◆ **Records excerpted from a collection**:
================
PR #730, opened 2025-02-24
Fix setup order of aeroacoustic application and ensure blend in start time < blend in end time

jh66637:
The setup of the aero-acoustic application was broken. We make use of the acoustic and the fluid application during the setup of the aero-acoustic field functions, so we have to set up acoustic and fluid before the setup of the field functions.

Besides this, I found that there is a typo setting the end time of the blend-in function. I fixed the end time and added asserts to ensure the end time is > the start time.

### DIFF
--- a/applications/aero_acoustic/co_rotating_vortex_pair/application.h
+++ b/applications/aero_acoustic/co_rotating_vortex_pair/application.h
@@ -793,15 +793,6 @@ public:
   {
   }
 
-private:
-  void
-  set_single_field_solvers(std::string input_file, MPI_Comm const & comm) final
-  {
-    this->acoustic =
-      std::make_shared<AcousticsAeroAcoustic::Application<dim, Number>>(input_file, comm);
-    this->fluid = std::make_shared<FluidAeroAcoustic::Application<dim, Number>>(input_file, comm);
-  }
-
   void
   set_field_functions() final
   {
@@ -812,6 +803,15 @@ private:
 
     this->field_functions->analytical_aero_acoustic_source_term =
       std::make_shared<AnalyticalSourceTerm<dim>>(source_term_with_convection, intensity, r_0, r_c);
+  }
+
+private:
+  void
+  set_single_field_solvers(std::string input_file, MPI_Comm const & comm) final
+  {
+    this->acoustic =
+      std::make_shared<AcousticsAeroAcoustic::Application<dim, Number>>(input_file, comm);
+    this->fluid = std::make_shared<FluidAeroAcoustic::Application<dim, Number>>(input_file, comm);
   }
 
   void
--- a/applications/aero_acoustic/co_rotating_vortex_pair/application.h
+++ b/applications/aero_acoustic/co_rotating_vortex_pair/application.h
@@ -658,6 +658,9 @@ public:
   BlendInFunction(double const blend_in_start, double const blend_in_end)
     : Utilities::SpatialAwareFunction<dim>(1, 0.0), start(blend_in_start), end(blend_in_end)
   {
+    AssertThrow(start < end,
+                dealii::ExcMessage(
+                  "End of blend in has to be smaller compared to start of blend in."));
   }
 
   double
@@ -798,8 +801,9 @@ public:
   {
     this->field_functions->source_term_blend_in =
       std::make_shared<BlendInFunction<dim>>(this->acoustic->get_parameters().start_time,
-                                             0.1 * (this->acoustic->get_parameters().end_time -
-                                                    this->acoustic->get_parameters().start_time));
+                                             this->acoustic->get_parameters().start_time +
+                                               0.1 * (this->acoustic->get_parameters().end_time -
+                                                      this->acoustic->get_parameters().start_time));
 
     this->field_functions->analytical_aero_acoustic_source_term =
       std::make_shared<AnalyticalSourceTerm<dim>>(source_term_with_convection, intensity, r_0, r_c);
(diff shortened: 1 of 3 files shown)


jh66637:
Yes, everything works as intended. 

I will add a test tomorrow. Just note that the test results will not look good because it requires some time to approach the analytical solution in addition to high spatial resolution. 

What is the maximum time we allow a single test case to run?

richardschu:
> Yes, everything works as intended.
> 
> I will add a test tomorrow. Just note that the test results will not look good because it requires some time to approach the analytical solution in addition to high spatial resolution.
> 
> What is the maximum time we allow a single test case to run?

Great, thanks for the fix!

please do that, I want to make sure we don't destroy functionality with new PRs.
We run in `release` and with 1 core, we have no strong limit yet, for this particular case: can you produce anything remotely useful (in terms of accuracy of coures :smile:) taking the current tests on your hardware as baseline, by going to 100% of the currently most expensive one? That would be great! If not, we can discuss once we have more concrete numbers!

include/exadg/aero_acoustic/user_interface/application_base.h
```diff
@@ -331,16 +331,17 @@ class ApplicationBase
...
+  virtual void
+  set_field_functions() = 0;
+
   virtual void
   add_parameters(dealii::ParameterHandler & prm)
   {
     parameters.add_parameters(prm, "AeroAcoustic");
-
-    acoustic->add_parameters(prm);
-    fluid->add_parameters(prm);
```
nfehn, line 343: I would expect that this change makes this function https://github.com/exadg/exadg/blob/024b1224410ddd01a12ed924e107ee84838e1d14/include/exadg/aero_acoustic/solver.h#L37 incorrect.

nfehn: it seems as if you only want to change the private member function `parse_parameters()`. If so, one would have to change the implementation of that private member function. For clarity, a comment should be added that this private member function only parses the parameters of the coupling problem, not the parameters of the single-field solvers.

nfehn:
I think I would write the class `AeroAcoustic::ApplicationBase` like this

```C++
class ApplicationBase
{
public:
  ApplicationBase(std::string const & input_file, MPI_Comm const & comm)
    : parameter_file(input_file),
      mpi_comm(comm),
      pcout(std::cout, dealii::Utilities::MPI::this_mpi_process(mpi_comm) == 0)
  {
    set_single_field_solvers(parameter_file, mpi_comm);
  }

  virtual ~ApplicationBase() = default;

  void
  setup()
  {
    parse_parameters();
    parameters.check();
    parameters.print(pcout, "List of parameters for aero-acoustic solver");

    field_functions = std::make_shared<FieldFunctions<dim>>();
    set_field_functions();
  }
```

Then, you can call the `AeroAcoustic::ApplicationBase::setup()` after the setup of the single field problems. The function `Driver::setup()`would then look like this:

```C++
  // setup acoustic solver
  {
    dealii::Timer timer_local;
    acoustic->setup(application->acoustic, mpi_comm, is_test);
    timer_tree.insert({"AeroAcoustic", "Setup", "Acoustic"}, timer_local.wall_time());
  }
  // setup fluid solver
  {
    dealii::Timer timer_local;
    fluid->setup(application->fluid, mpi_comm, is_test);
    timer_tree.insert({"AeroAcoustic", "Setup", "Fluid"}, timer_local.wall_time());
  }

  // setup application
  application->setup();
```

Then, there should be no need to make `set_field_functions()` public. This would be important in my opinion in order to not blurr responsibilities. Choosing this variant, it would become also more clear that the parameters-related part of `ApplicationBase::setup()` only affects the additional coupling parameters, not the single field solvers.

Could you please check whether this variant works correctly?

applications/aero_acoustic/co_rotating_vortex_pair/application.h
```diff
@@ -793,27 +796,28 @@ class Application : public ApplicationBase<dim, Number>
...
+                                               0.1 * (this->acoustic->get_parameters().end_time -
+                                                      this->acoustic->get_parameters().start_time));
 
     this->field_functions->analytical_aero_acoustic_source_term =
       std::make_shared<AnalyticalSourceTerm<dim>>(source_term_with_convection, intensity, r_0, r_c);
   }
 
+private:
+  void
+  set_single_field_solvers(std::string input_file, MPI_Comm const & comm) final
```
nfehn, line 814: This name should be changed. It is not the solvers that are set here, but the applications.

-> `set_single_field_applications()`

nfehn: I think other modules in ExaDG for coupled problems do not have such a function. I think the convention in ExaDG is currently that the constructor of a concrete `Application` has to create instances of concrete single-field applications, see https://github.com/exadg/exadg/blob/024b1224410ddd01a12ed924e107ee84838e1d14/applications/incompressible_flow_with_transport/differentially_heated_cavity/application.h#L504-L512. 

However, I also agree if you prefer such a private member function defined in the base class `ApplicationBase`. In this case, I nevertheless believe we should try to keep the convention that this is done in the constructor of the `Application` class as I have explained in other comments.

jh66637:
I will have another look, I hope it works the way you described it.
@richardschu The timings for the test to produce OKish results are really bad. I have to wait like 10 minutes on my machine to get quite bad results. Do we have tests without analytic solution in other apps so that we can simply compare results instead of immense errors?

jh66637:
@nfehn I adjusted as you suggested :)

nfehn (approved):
================
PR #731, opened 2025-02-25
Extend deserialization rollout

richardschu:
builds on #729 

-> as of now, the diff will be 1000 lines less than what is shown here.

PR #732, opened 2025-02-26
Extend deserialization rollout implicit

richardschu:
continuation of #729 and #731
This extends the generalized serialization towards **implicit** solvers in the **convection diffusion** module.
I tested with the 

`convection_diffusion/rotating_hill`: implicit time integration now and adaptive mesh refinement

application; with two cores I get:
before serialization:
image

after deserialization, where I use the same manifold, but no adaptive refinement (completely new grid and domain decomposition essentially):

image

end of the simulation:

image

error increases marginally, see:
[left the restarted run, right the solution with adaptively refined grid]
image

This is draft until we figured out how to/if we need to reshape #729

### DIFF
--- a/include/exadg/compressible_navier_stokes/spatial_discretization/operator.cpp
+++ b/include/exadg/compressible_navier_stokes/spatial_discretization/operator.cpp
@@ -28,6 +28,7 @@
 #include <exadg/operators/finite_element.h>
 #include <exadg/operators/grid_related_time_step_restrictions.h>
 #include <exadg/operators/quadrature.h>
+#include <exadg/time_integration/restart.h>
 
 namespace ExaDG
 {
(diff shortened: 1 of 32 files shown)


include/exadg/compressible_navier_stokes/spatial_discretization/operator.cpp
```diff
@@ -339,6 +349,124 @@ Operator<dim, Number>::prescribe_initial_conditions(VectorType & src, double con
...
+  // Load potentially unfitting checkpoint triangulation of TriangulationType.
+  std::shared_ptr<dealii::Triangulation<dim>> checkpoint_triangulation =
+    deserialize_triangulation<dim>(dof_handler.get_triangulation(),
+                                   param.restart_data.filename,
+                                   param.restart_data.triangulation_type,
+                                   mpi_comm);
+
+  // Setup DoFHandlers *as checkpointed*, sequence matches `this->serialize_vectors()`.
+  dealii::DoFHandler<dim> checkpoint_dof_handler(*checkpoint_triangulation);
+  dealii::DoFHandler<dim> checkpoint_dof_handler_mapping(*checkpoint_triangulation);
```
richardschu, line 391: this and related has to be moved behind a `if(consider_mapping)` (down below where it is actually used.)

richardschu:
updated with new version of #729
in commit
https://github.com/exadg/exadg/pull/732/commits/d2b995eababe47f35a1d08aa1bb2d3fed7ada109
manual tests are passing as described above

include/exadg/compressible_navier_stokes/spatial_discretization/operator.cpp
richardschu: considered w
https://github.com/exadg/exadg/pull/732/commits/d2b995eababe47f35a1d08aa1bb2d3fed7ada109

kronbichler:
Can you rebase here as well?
================
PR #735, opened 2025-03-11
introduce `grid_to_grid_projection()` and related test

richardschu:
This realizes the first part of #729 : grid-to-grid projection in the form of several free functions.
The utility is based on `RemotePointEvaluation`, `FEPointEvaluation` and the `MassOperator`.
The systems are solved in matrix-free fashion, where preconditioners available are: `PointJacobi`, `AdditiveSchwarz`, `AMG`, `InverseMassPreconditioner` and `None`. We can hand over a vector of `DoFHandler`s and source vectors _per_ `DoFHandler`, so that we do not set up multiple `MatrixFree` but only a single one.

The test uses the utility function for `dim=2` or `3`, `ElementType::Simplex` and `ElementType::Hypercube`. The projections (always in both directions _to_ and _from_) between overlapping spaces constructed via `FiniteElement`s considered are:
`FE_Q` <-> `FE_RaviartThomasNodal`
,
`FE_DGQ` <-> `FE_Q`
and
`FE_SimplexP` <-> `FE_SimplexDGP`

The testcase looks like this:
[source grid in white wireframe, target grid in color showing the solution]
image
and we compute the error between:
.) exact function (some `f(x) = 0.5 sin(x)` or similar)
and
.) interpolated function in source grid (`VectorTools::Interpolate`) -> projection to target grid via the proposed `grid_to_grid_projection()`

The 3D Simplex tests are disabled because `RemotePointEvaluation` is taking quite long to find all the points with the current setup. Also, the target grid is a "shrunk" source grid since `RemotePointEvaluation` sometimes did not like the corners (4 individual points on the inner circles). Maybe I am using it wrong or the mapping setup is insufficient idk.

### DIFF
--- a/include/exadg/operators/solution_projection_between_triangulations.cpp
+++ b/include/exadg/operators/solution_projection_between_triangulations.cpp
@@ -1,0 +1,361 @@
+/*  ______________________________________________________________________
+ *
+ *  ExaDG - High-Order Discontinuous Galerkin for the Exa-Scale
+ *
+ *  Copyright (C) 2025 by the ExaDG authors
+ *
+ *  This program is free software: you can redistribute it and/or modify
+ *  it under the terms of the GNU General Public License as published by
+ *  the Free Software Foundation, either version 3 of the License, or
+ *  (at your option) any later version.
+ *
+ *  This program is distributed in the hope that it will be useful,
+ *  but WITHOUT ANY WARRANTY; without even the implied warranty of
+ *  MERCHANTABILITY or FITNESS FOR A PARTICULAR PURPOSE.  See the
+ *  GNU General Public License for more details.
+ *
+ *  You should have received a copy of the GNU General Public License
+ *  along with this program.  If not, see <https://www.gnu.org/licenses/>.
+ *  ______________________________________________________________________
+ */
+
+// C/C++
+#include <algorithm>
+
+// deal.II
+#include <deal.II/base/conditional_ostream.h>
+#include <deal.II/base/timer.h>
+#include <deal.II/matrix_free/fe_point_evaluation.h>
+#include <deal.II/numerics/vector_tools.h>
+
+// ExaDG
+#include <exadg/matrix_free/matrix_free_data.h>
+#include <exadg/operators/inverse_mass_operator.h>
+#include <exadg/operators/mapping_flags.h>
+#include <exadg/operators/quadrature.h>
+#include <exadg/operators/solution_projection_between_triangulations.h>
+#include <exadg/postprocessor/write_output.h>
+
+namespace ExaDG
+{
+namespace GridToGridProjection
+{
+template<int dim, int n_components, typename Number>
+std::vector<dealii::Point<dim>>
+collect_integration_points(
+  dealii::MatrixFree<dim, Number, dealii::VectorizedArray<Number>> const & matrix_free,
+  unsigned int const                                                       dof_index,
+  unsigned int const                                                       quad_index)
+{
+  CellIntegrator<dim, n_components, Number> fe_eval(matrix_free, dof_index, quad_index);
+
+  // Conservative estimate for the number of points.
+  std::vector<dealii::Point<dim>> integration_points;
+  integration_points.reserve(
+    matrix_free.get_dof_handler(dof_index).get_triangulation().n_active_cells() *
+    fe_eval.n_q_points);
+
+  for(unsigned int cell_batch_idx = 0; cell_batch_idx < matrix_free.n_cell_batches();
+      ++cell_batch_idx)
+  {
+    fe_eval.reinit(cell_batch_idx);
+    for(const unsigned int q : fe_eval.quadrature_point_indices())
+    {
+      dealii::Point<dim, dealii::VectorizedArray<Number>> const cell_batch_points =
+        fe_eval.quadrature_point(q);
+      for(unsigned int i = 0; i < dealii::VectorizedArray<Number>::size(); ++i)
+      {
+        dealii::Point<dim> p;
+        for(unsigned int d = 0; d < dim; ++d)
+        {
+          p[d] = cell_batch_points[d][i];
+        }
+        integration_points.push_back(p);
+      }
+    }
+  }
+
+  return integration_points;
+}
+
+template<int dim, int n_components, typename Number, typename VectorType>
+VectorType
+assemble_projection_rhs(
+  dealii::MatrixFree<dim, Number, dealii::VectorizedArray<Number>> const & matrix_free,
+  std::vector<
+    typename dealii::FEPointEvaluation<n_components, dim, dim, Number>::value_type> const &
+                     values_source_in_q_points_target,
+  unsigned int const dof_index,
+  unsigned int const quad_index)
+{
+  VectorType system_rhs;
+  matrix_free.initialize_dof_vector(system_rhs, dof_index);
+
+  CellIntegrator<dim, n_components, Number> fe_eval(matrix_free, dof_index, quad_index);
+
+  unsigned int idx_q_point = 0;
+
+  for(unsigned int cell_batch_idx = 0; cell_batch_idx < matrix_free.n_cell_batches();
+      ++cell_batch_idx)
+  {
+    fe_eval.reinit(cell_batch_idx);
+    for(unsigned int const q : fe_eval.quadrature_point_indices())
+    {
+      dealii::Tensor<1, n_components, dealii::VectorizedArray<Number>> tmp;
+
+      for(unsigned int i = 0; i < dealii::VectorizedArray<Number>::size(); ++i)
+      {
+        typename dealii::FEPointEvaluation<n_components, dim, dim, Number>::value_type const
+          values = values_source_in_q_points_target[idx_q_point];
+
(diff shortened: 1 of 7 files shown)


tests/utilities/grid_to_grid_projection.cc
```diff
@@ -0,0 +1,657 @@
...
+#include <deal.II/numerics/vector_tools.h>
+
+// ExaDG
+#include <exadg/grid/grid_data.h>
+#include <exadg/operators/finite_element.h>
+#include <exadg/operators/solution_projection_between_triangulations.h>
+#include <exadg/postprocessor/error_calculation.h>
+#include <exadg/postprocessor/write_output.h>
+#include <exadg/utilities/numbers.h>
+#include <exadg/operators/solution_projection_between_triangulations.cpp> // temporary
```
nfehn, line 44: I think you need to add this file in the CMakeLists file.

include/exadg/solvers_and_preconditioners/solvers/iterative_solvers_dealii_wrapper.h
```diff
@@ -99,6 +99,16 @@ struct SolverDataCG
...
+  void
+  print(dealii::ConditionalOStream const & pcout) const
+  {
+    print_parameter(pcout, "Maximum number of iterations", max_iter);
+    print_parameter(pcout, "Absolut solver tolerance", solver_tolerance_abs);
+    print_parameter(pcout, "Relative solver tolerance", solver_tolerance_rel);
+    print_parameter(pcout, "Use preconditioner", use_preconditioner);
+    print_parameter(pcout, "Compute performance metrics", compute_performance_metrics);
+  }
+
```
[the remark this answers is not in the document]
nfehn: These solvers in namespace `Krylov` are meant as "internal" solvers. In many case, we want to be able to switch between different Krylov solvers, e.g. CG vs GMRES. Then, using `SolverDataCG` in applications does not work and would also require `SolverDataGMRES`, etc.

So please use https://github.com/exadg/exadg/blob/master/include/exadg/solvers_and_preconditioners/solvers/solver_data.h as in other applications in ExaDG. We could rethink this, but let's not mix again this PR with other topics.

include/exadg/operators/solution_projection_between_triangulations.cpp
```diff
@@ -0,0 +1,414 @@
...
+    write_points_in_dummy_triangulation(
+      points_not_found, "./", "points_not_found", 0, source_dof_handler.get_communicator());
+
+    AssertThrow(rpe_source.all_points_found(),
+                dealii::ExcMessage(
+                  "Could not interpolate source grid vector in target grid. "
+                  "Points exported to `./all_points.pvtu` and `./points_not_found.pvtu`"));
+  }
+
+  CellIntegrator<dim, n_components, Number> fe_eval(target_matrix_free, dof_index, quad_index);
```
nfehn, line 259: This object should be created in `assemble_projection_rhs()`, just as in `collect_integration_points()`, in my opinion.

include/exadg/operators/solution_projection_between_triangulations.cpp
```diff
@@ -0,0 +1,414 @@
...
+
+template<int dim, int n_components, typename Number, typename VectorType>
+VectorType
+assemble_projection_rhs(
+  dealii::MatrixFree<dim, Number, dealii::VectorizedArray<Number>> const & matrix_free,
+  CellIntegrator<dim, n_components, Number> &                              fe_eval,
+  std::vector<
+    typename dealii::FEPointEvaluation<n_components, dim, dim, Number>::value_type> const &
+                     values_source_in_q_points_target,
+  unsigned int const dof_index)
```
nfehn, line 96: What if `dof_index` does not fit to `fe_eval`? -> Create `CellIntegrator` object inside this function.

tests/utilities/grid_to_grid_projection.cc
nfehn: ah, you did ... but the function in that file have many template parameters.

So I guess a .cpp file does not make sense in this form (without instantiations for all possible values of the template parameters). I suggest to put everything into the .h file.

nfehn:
================
◆ **ACTIVITY**: Could you find each line in the entries that contains the string "tolerance" and copy it?

◆ **TASK RESPONSE**:
+    print_parameter(pcout, "Absolut solver tolerance", solver_tolerance_abs);
+    print_parameter(pcout, "Relative solver tolerance", solver_tolerance_rel);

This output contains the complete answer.